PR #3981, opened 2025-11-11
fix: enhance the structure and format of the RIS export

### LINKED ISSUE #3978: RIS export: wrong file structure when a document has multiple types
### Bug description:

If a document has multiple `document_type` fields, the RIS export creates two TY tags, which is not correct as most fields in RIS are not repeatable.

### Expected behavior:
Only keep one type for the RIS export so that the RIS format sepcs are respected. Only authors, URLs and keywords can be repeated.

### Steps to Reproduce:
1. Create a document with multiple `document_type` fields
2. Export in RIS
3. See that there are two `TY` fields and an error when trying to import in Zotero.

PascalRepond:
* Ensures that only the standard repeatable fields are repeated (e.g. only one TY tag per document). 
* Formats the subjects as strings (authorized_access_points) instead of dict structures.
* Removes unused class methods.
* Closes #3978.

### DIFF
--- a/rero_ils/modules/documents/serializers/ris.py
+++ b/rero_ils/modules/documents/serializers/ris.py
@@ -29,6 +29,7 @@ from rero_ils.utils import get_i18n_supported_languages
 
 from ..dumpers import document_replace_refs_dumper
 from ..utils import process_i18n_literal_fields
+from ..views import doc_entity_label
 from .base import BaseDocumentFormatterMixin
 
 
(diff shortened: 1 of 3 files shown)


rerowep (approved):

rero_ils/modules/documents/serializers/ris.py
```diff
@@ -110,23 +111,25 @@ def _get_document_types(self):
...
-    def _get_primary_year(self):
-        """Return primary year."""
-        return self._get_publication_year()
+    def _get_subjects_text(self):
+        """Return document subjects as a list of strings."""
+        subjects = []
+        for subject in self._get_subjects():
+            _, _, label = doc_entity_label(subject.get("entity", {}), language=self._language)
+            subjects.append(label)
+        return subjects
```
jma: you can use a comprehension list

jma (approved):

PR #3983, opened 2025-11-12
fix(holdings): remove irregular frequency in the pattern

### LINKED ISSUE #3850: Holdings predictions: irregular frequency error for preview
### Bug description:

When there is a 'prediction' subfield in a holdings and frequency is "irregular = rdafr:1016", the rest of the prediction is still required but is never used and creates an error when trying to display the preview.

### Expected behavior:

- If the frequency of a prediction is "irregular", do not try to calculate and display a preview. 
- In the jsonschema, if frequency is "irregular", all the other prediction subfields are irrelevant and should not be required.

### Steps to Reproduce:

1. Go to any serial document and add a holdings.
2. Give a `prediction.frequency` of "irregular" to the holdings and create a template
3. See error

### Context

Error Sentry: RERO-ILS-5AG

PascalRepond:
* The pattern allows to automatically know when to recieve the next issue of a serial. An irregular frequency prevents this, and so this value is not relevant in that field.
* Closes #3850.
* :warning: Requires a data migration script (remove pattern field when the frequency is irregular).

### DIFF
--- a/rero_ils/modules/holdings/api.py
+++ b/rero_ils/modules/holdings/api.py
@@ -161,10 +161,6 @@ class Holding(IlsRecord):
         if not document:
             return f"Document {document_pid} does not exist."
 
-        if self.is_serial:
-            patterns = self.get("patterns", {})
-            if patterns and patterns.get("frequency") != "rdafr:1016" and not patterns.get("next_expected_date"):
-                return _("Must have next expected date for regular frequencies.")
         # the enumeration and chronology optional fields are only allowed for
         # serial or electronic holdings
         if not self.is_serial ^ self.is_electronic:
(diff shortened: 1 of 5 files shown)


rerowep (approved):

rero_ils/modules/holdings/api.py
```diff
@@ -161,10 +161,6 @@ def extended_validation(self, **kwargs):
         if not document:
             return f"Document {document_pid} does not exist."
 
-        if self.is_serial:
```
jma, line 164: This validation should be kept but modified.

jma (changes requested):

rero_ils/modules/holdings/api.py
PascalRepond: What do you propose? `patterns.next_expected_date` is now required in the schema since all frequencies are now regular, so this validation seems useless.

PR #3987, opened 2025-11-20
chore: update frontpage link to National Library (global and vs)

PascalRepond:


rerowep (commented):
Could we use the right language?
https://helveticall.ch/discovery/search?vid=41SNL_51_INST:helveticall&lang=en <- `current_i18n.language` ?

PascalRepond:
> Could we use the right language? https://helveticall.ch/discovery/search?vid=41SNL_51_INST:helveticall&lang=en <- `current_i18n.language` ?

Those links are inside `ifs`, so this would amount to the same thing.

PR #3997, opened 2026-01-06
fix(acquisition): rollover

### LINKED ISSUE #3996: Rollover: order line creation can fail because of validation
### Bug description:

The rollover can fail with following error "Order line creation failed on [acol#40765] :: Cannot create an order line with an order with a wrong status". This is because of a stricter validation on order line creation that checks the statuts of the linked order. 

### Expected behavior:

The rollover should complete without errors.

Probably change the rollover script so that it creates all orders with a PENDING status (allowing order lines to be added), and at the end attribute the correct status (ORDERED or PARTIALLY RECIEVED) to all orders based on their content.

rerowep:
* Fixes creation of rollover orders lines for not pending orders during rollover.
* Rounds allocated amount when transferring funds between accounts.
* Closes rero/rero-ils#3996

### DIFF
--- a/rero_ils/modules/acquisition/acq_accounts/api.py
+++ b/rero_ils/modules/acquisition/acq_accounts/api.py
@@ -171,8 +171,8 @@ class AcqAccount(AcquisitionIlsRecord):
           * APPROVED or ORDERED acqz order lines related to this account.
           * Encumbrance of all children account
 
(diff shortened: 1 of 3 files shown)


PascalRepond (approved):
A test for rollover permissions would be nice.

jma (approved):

§ Your goal: Count every line of the records that includes "utils", and give that number with no other words.

§ Answer below: 2